マスターの話にも力が籠っていた。自分は出版や本を書くことに対しては造詣を深めたことがなかったようだが、世間一般の目として、表から見ると、かなりの憤りがあったようだ。下手をすると、鎌倉氏おりも腹を立てているのかも知れない。
「いえ、マスターのおっしゃる通りですね。最近はどうしても、本というとネットですので、昔あれだけあった本もすぐに絶版になってしまい、再販されても、すぐ絶版、そしてまた再販を繰り返しているような気がします。出してみないと分からないという手探りなやり方は、衰退を招く一番の近道のような気がするんですけどね」
と彼女は言った。
「いやいや、まさしくその通りですね。私などもその器具を味わったようなものですからね」
と鎌倉氏がいうと、横からマスターが、
「ああ、この方は昔、小説家の先生だったんですよ。今は探偵になっているという変わり種ですがね」
とフォローしてくれた。
「これは失礼しました。作家さんだったんですね。私も一時期自分にも小説が書けるんじゃないかと思った時期がありましたけど、すぐに辞めました。だから書いたという意識もないんですが、中途半端に嵌るよりもよかったんじゃないかと今では思っています」
「そうですね。早い段階で見切りを自分につけた人や、今でも懲りずに自分の作品を貫いて書いている人は、僕はそれでいいんだって思います。今でも書き続けるということは、本当に好きじゃないとできませんからね。やはり趣味は、それをすることを好きなのかどうかということが一番ですよ。自分にもできるんじゃないかというのは動機としてはいいかも知れませんが、いつまでも同じ気持ちだったら、僕はロクな作品はできないような気がするんですよ。少々形が整っていたとしても、それは小手先だけのもので、自分で本当に満足できている作品なのかって疑ってみたくなります。僕は人に感銘を与える作品というよりも、書いている本人がどれほど満足できる作品を書けるかということの方がよほど大切な気がするんですよ。だって、他人よりも親の方が断然子供を愛しているわけでしょう? それを思うと、僕は作品に対しての良し悪しや責任は、あくまでも作者にあると思っているからですね」
と鎌倉氏は言った
「あ、私は高橋楓という者です。
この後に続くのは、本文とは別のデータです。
PR #2161, opened 2022-12-18
remove troubleshooting for missing essentials.exefs

Gruetzig:
1. its called essential.exefs
2. steps are part of finalizing
thank you


lifehackerhansol:
the troubleshooting was always there, the step in finalizing was added later (by me) and we just kinda forgot troubleshooting exists ~~because no one reads it~~

PR #2148, opened 2022-11-23
basic-information.txt

lifehackerhansol:
take 2

images not found

PR #2166, opened 2022-12-30
prevent seedminer things from going wrong :P

Gruetzig:
-add flashcart sd notice, seems to be an issue, example from NH https://discord.com/channels/196618637950451712/247557068490276864/1045096506807570432 
-add steps for generating a Nintendo 3DS folder or the actual ID0 if it hasnt been generated yet this is never done and some people use the wrong ID0 apparently

### DIFF
--- a/_pages/en_US/seedminer.txt
+++ b/_pages/en_US/seedminer.txt
@@ -21,6 +21,10 @@ This method uses a powerful graphics card to perform the calculations needed. A 
 
 In this section, you will get the necessary details from your 3DS that are required to figure out your device's encryption key.
 
+1. Insert your SD card into your device if it's not inserted already
+  + Use the SD card slot from the console, NOT from your flashcart if you have one
+1. Turn the device on if it's not on already
+1. Turn the device off
 1. Insert your SD card into your computer
 1. Navigate to the `Nintendo 3DS` folder on your SD card
   + If you don't have a `Nintendo 3DS` folder, put your SD card into your 3DS and power it on so that the folder can be created


lilyuwuu:
Not personally a big fan of the changes here.

- Most people don't have flashcarts. It isn't reasonable for us to potentially confuse people (by talking about flashcarts, which most people don't have) by adding lines to account for uncommon edge cases.
- People who don't have a Nintendo 3DS folder are already covered by the "If you don't have a Nintendo 3DS folder" bullet point. Adding "power on then power off" instructions for all users is kinda clunky and doesn't account for people who don't have an SD card or whose SD card isn't properly inserted or something (hopefully to be fixed if/when #2148 is merged).

@lifehackerhansol thoughts?

Gruetzig:
> Most people don't have flashcarts. It isn't reasonable for us to potentially confuse people (by talking about flashcarts, which most people don't have) by adding lines to account for uncommon edge cases.

That's true, did think of that but wanted to hear your thoughts.
> People who don't have a Nintendo 3DS folder are already covered by the "If you don't have a Nintendo 3DS folder" bullet point. 

Yes, but I was more focusing on generating the correct ID0, because I often see people in the assistance channels saying
something like "When I did Seedminer I only had one ID0, but then a second one appeared and I ignored it", shouldnt happen unless the 3DS hasn't been booted up with SD yet. Then they place the Nintendo DSiWare folder in wrong id0 and generate a wrong movable and f00d43d5.bin file which can be prevented with these steps. Only having steps for missing Nintendo 3DS folder is not enough in my opinion.

lifehackerhansol:
Man I wonder where all these people get their extraneous ID0s...

There isn't really a clear-cut solution for this. Yes a power off and power on solves this. But that would just make multiple power on and off for people who end up with two ID0s by doing that.

Why can't we just force making a backup of Nintendo 3DS right at the start? That way it's somewhat a clean slate? I don't really like this idea either but it's better than having to reboot like 5 times just to figure out a 32-char number

MechanicalDragon0687:
if they get a valid movable.sed, then the id0 is for their system meaning it went through a system transfer or format and was not booted to home menu after. This is a niche case and i dont think we need extra steps to handle this

Gruetzig:
I guess my ideas are all bad :(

近くの会社に勤めています」
と丁寧に挨拶してくれた。
「僕は、鎌倉といいます。昔は、鎌倉三十郎という名前で何冊か書いたことがありましたね」
というと、
「一度読んでみたいですわ」
と楓は言った。
「お恥ずかしい話ですが、今は半分以上が絶版になっていて、発行されていても、なかなか本屋には置いていないので、取り寄せになってしまいますね」
「それは残念、でも本当に読んでみたいと思っていますよ」
という楓の言葉を嬉しく感じる鎌倉氏であった。
「どんな小説が多いんですか?」
「いわゆる、探偵小説関係が多いカモ知れませんね。最近ではあまり人気のない分野かも知れませんが、社会派というよりも、昔の本格探偵小説という感じです」
「本格というと?」
「謎解きやトリックなどを主流に下書き方ですね。私は、初期は猟奇的な犯罪とか、ドロドロした雰囲気の作品が多かったんですが、途中から変わっていきましたね」
「何か思うところがあったんですか?」
「そうですね、猟奇的な犯罪を書いていると、気持ちが滅入ってくるというのもあったし、本格的な探偵小説を書いてみたいという思いもあったんでしょうね」
「そうだったんですね」
「でも、僕の作品は初期の方が売れたような気がします。本格探偵小説を書くようになってから、急に売れ行きも悪くなってきて、出版社の担当の人からも、猟奇的な話に戻すように言われて、一時期、ジレンマに陥って、鬱状態になりました。作家を辞める原因の一つになったということには違いありませんね」
というと、
「でも、今は探偵さんをされているんですよね? 書いていた小説が役に立つこともあるんじゃないですか?」
「探偵と探偵小説ではまったくと言って違いますからね。でも、探偵小せつぃを書いている時も、今も基本的な考え方は変わっていないように思うので、今のお話もまんざらかけ離れた発想ではないような気がしています」
と、鎌倉氏は言った。
「いろいろな小説もある中で、今日、さっきですね、一つの小説を同じ時に取ろうとしたという偶然だったあるわけではないですか。きっと神様の思し召しか何かのように私は勝手に思っていますが、どうなんでしょうね」
と言われて、鎌倉氏は一瞬顔が赤くなった。
それをマスターはニッコリと笑いながら見ているのだった。
遺書のようなもの
「私があの小説を読んでみようと思ったのは、あの小説家が、数年前に自殺をしているんですね。それでちょうど、遺作というか、最終作になったわけでして、その作品があったもので読んでみようと思ったんです」
確かに彼女の言う通り、その小説家は確か二年くらい前だったか、自殺をしていた。当時はかなり話題になったのだが、その理由は分からず、遺書も発見されなかった。しかし、誰もいないビルの屋上から飛び降りた時、防犯カメラには誰も写っていなかったという。しかし自殺の原因に関しては、いろいろなウワサがあった。
「不倫の清算のため」
であったり、
「作品を弟子に盗作された」
であったり、
「精神的な疾患による被害妄想からの自殺」
など、彼には自殺するに値する理由がありすぎるくらいにあった。
そんな理由に関してよりも、彼が自殺したことで、人気作家の自殺ということで、小説界に渦巻いていたいろいろな癒着が表に出てこないかと言われている方が注目された。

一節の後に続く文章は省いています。